La récente déclaration de franchissement de seuil à la baisse par la société Ekuity Capital, passant de 8,57% à 4,51% du capital d’Unimed, interroge sur la confiance des investisseurs dans la pérennité de la société pharmaceutique tunisienne. Cette cession de 1,3 million d’actions, intervenue le 2 septembre 2025, survient dans un contexte particulièrement trouble pour Unimed, marqué par l’arrestation de son fondateur et une situation financière qui, bien que montrant une rentabilité au premier semestre 2025, présente des signes de vulnérabilité.
Une performance financière semestrielle en demi-teinte
Les états financiers intermédiaires d’Unimed au 30 juin 2025 affichent un résultat net positif de 10,4 millions de dinars (M TND), en nette amélioration par rapport aux 7,6 M TND de juin 2024. Le chiffre d’affaires s’est également accru, passant de 66,2 M TND à 72,3 M TND sur un an. Ces indicateurs pourraient laisser penser à une société en bonne santé.
Cependant, une analyse plus approfondie révèle des faiblesses structurelles. La trésorerie a diminué, passant de 20,99 M TND à fin 2024 à 19,86 M TND mi-2025. Surtout, l’endettement reste très élevé, avec un total de passifs de 87,9 M TND, dont 28,7 M TND de dettes non courantes et 59,1 M TND de dettes courantes. Les flux de trésorerie liés à l’exploitation (3,89 M TND) sont positifs mais peinent à couvrir les importants remboursements d’emprunts (34,85 M TND sur la période), ce qui indique une dépendance forte au financement bancaire pour maintenir la liquidité.
L’ombre de la gouvernance et des contrôles fiscaux
La situation est aggravée par des facteurs externes. L’arrestation du fondateur, M. Ridha Charfeddine, jette une ombre significative sur la gouvernance de l’entreprise et sa réputation. De plus, la note IX.7 des états financiers révèle qu’Unimed fait l’objet d’un contrôle fiscal approfondi portant sur la période 2020-2023, concernant pas moins de dix impôts et taxes différents. L’issue de ce contrôle et ses éventuels impacts financiers (pénalités, redressements) constituent une épée de Damoclès sur la société et créent une incertitude majeure pour les investisseurs.
Enfin, les commissaires aux comptes ont émis une conclusion avec réserve dans leur rapport, pointant du doigt l’impossibilité d’évaluer la nécessité de provisions supplémentaires sur une participation importante (17,51%) dans la société Promochimica et sur une avance en compte courant d’un million de dinars qui lui est consentie. Cette opaque situation ajoute au risque perçu.
Ekuity Capital : Rationalité stratégique ou fuite avant la tempête ?

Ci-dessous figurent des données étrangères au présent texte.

PR #2403, opened 2019-08-03
Fixed air dashboard showing previous vehicle's state

### LINKED ISSUE #1560: Transmission indicators freeze in some vehicles when going back to menu
~Load simple terrain and spawn this http://archives.rigsofrods.net/repo/files/repofiles-3rd-batch/df0ec67470bf500641d7f05f1a47cf0a7631b9ab_Mercedes-Benz-Actros-8x8-wrecker.zip~

~Switch to first person view (dashboard view) and drive: transmission indicators work fine~

~Press Back to menu, reload simple terrain and respawn it again: transmission indicators are stuck~

FIXED

only-a-ptr:
Fixes #1560

UPDATE: Original solution scrapped, see https://github.com/RigsOfRods/rigs-of-rods/pull/2403#issuecomment-518029318

### DIFF
--- a/doc/angelscript/BeamClass.h
+++ b/doc/angelscript/BeamClass.h
@@ -60,11 +60,6 @@ public:
 	void setReplayMode(bool rm);
 	
 	/**
-	 * Resets the auto-pilot.
-	 */
-	void resetAutopilot();
-	
-	/**
 	 * Toggles the custom particles.
 	 */
 	void toggleCustomParticles();
--- a/source/main/gameplay/AircraftSimulation.cpp
+++ b/source/main/gameplay/AircraftSimulation.cpp
@@ -40,7 +40,7 @@ void AircraftSimulation::UpdateInputEvents(Actor* vehicle, float seconds_since_l
     //autopilot
     if (vehicle->ar_autopilot && vehicle->ar_autopilot->wantsdisconnect)
     {
-        vehicle->disconnectAutopilot();
+        vehicle->ar_autopilot->disconnect();
     }
     //AIRPLANE KEYS
     float commandrate = 4.0;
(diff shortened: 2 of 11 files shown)


tritonas00:
Great but the reset values should be like the first spawn: GPWS ON and the four levers visible like this

kk

Instead its
kk

tritonas00:
For some strange reason even with https://github.com/RigsOfRods/rigs-of-rods/pull/2403/commits/35712b27ae69c0649097688334253a9f4faf9489 sliders still disappear :confused:

only-a-ptr:
Updated and tested. I had to open C++ reference manual to find the problem :smile:

tritonas00:
:+1: 

Any idea why
> spawn airplaine-> turn off GPWS -> backspace: GPWS becomes on as it should but it takes two presses to turn it off

?

only-a-ptr:
Doh! That's because I'm just resetting the button texture to ON but apparently the vehicle remembers the state.

tritonas00:
> All the issues are valid again.

Not all, all four throttle sliders are now resetted into the correct position :+1:

only-a-ptr:
Finished. Whole aero dashboard is now updated from SimBuffer on every render, and thus impervious to the lingering outdated values.

tritonas00:
Works like a charm!

tritonas00:
one minor issue GPWS gets off when you reset (backspace or i)

only-a-ptr:
Updated. Turned out the ad-hoc updating of the overlays was a real cancer 🤢 

The backspace (COMMON_REPAIR_TRUCK) works as intended - it keeps the autopilot as-is.

The reset-to-initial-pos (COMMON_RESET_TRUCK) was buggy - it updated the dashboard GUI directly, but not the actual state. Fixed.

tritonas00:
works now!

other issue: this section is wrongly updated comparing master and this PR
kk

just spawn the antonov12 or the skyvan start the engines and raise throttle levers

tritonas00:
now its epic :heart:

PR #2405, opened 2019-08-05
Fixed switching actors on multiplayer

tritonas00:
**Issue**

Spawn the same vehicle twice or more in multiplayer, go to `Vehicles` drop down menu and try to switch between them by clicking on the entries. Only the first spawned vehicle works, others not.

**Problem**

Entries must have a unique name like in single player

**Solution**

Added hidden numbers and user uniqueid on MP actor list. Now each entry name is unique and you can switch between all actors.


only-a-ptr:
Hi, good spot!
And yes, there's actually a more elegant solution: https://github.com/ocornut/imgui/blob/62143dff64c8cfb960248b84cf6c4566ffc5a743/imgui.cpp#L742 - I'd use the leading numbers from your patch as the hidden ID part.

tritonas00:
Thank you, indeed!

Issue #2278, opened 2019-02-18
Regression bug? Zoom after play game


KinG-InFeT:
Hi all,
i try game from itch on my fedora 29 system and after play game the zoom is wrong
![image](https://user-images.githubusercontent.com/193969/52961914-49591380-339c-11e9-9c63-8c6ae7b476e2.png)

It seems that at the first start you are wrong to set the size of the starting screen, but in the other pages remains that resolution.
![image](https://user-images.githubusercontent.com/193969/52961938-57a72f80-339c-11e9-93da-4337f925e0c2.png)

My laptop has 2 screens (main laptop) and a monitor in HDMI connected. can this be the problem?

i'm here for any test

CuriousMike56:
This issue was fixed when MyGUI was reverted to an earlier commit. Perhaps RC4 was built with a newer MyGUI by mistake? @AnotherFoxGuy

KinG-InFeT:
other screen after run game (in game)
![image](https://user-images.githubusercontent.com/193969/54020706-b0453d80-418e-11e9-89d2-76b293757b69.png)

tritonas00:
@AnotherFoxGuy did you tag mygui to `07da0620e0d835346452b02b7b1ba7c583429736`?

KinG-InFeT:
i confirm this issue with latest version (Edge version from itch)

tritonas00:
@KinG-InFeT it should be fixed on the latest dev build
![kk](https://user-images.githubusercontent.com/2660424/56383263-21fab780-6222-11e9-88bb-0084773b96d3.png)

KinG-InFeT:
hi @tritonas00 i try with latest dev release and confirm this bug:
![image](https://user-images.githubusercontent.com/193969/58811958-1b34d200-8621-11e9-8805-6d4b07584921.png)
![image](https://user-images.githubusercontent.com/193969/58811972-2425a380-8621-11e9-9907-a1b1f45b7db1.png)
![image](https://user-images.githubusercontent.com/193969/58812014-39023700-8621-11e9-9078-177e84c42305.png)

tritonas00:
did you resize the window manually?

KinG-InFeT:
ror starts in a small window (like in screen) then I try to enlarge the window but in reality the content remains "small" I will try to make a video to try to explain better.

CuriousMike56:
You can't resize the window manually. You must set the window size by going to Settings -> Render System -> Video Mode.

[...]

PR #2413, opened 2019-08-12
🔧 Set window border to fixed

AnotherFoxGuy:
This fixes the issue with players resizing the game window and breaking the GUI


tritonas00:
Is it possible to set minimum resolution to 800 x 600 also to prevent this https://github.com/RigsOfRods/rigs-of-rods/issues/2278#issuecomment-498992772 ?

tritonas00:
hacky but works (because you can select resolutions below 800x600 and the result will be 800x600)

another option would be to set the initial resolution (when you start RoR for first time) to 800x600

Issue #2419, opened 2019-08-19
Client should send a hashed token to race API


Zentro:
This should be simple.
https://github.com/RigsOfRods/rigs-of-rods/blob/master/source/main/scripting/GameScript.cpp#L791

It should be sending a hashed user token, but it's not.

only-a-ptr:
This is what currently happens:
1. User inputs the naked token to RoR.cfg - loaded as `mp_player_token`
2. User may change `mp_player_token` via MultiplayerSelector GUI
3. When connecting, RoR sends naked token as part of `MSG2_USER_INFO`
4. Script authenticates messages using naked token

I don't know how it originally worked, but since we don't encrypt the communication (do we?), transmitting the token as hashed or naked makes little difference IMO.

tritonas00:
> should RoR.cfg contain the naked or hashed token? 

naked, it is user input

ror does the hashing and sends it

PR #2420, opened 2019-08-19
Bugfix: send hashed user token to server API

only-a-ptr:
See https://github.com/RigsOfRods/rigs-of-rods/issues/2419


tritonas00:
works fine

PR #2421, opened 2019-08-21
Ressurected 'hookgroup' in Truckfile

only-a-ptr:
I just noticed we have code for 'ropable-only hooks', but no way to setup them. I looked in 0.3x sources and found out 'hookgroup' which got left out from the new parser.

I re-created the section as best as I could, but I don't know any vehicles to test, hence the 'draft PR'.

### DIFF
--- a/source/main/physics/RigSpawner.cpp
+++ b/source/main/physics/RigSpawner.cpp
@@ -3029,6 +3029,30 @@ void ActorSpawner::ProcessHook(RigDef::Hook & def)
     }
 }
 
+void ActorSpawner::ProcessHookGroup(RigDef::HookGroup & def)
+{
+    hook_t hook;
+    hook.hk_locked       = UNLOCKED;
+    hook.hk_group        = def.id;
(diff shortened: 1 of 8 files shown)


tritonas00:
i think this uses hookgroups

https://forum.rigsofrods.org/attachments/bbd-ltm-11200-9-2-zip.6155/

CuriousMike56:
Hookgroups are a part of the [hooks](https://docs.rigsofrods.org/vehicle-creation/fileformat-truck/#hooks) section. What would be the use case for a separate section?

only-a-ptr:
> I've never seen a vehicle that uses a separate hookgroups section.

That may be the reason why it was never ported. I only noticed it because it's the only way to limit `hooks` to catch pre-defined nodes instead of all nodes, which seems like an important feature to me. 

But now that I read the docs, it looks like code doesn't match... I need to take another look

only-a-ptr:
Abandoned in favor of #2423

PR #2422, opened 2019-08-23
✨ Switched from semver to rolling releases

### LINKED ISSUE #2415: Switch from semver to rolling releases
Currently, we use the semver release format (0.38, 0.4)
I think it would be better to switch to date based, so we can release a new version when we think that it is stable enough
The reason I think it would be better is that the last "official" stable release was back in 2016 and that we now use the release candidates a stable releases 

Example of the new release format:

Old | New
---|---
0.37.126 | 2010-12
0.38.64 | 2011-10
0.4.5.0 | 2015-08
0.4.7.0 | 2016-11
0.4.8 RC5 | 2019-07

Thoughts?

AnotherFoxGuy:
Closes #2415

**Changes**
* CMake will now automatically generate a version number based on the date of the build
* Moved the user dir on windows to `My Games/Rigs of Rods`

### DIFF
--- a/CMakeLists.txt
+++ b/CMakeLists.txt
@@ -1,4 +1,4 @@
-cmake_minimum_required(VERSION 3.5.1)
+cmake_minimum_required(VERSION 3.8.0)
 set(CMAKE_MODULE_PATH ${CMAKE_MODULE_PATH} ${CMAKE_SOURCE_DIR}/cmake ${CMAKE_SOURCE_DIR}/cmake/3rdparty)
 
 include(CMakeDependentOption)
@@ -12,7 +12,7 @@ set(PROJECT_NAME_SHORT "RoR")
 set(PROJECT_NAME_UNDERSCORE "Rigs_of_Rods")
 set(PROJECT_NAME_LONG "Rigs of Rods")
 
-project(${PROJECT_NAME_UNDERSCORE} VERSION 0.4.8.0)
+project(${PROJECT_NAME_UNDERSCORE})
 
 ################################################################################
 # Available build options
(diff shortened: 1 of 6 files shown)


only-a-ptr:
Pardon the delay, I'll test tonight.

However, question remains: Merge this right now (and abandon the 0.4.8 release) or first release 0.4.8 because it's been announced for so long? I sort of prefer "right now" because the denouncement of 0.4.8 would provide publicity to the new versioning scheme.

CuriousMike56:
Is it possible to add a message telling users about the user folder change on startup if it detects `Documents\Rigs of Rods 0.4`? Some don't use the installer (e.g. installing through Itch.io) and would be confused as to why their mods no longer appear.

only-a-ptr:
> @CuriousMike56 add a message telling users about the user folder change on startup

Sure, I'm thinking a custom IMGUI panel in main menu. I'll create a demo tonight.

tritonas00:
maybe you should get rid of the -dev suffix also?

AnotherFoxGuy:
> Maybe you should get rid of the `-dev` suffix also? 

The dev suffix is there to indicate it is a development build
> Where is that come from?

https://github.com/RigsOfRods/rigs-of-rods/blob/master/cmake/GenerateVersionInfo.cmake#L91

AnotherFoxGuy:
> @only-a-ptr I found a windows bug

This should be fixed in https://github.com/RigsOfRods/rigs-of-rods/pull/2422/commits/40806ace3d99612a2a98e583c1c1cc4e67eef3a3

> add a message telling users about the user folder change on startup

Added in https://github.com/RigsOfRods/rigs-of-rods/pull/2422/commits/ff2285b1edaa0410cbc0b1f7979799524d715758

AnotherFoxGuy:
Ive made the message a litebit nicer and removed `std::stream`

Dans ce contexte, la décision d’Ekuity Capital de réduire de moitié sa participation peut s’interpréter de deux manières :
- Une stratégie de gestion de risque rationnelle : En tant qu’investisseur financier, Ekuity Capital pourrait simplement chercher à réduire son exposition à un actif devenu trop risqué, cumulant risque de gouvernance, risque fiscal et risque lié à des participations douteuses. La réalisation d’une plus-value après une période de détention relève d’une gestion de portefeuille classique.
- Un signal d’alarme : La vente d’une telle quantité d’actions par un actionnaire significatif est souvent perçue comme un manque de confiance dans les perspectives futures de l’entreprise. Cela pourrait indiquer qu’Ekuity Capital, disposant potentiellement d’une information privilégiée, anticipe des difficultés accrues pour Unimed et préfère « quitter le navire » avant une éventuelle dégradation plus prononcée de la valorisation.
Vigilance accrue pour les actionnaires
Il est trop tôt pour affirmer que le navire Unimed est en train de couler. La société dégage toujours du profit et son activité opérationnelle semble résiliente. Cependant, les signaux négatifs s’accumulent : endettement élevé, baisse de trésorerie, graves inquiétudes sur la gouvernance, contrôle fiscal menaçant et mise en garde des commissaires aux comptes.
Le désengagement partiel d’Ekuity Capital, actionnaire important, n’est pas anodin. Il agit comme un puissant signal d’alarme pour les autres actionnaires et le marché. Il ne s’agit pas nécessairement d’une fuite panique, mais très probablement d’un recadrage stratégique face à un profil risque/rendement qui s’est nettement dégradé. La prudence est donc plus que jamais de mise. La capacité d’Unimed à naviguer through la tempête juridique et fiscale à venir, tout en maintenant sa performance opérationnelle et en assainissant sa structure financière, sera déterminante pour son avenir et la confiance de ceux qui restent à bord.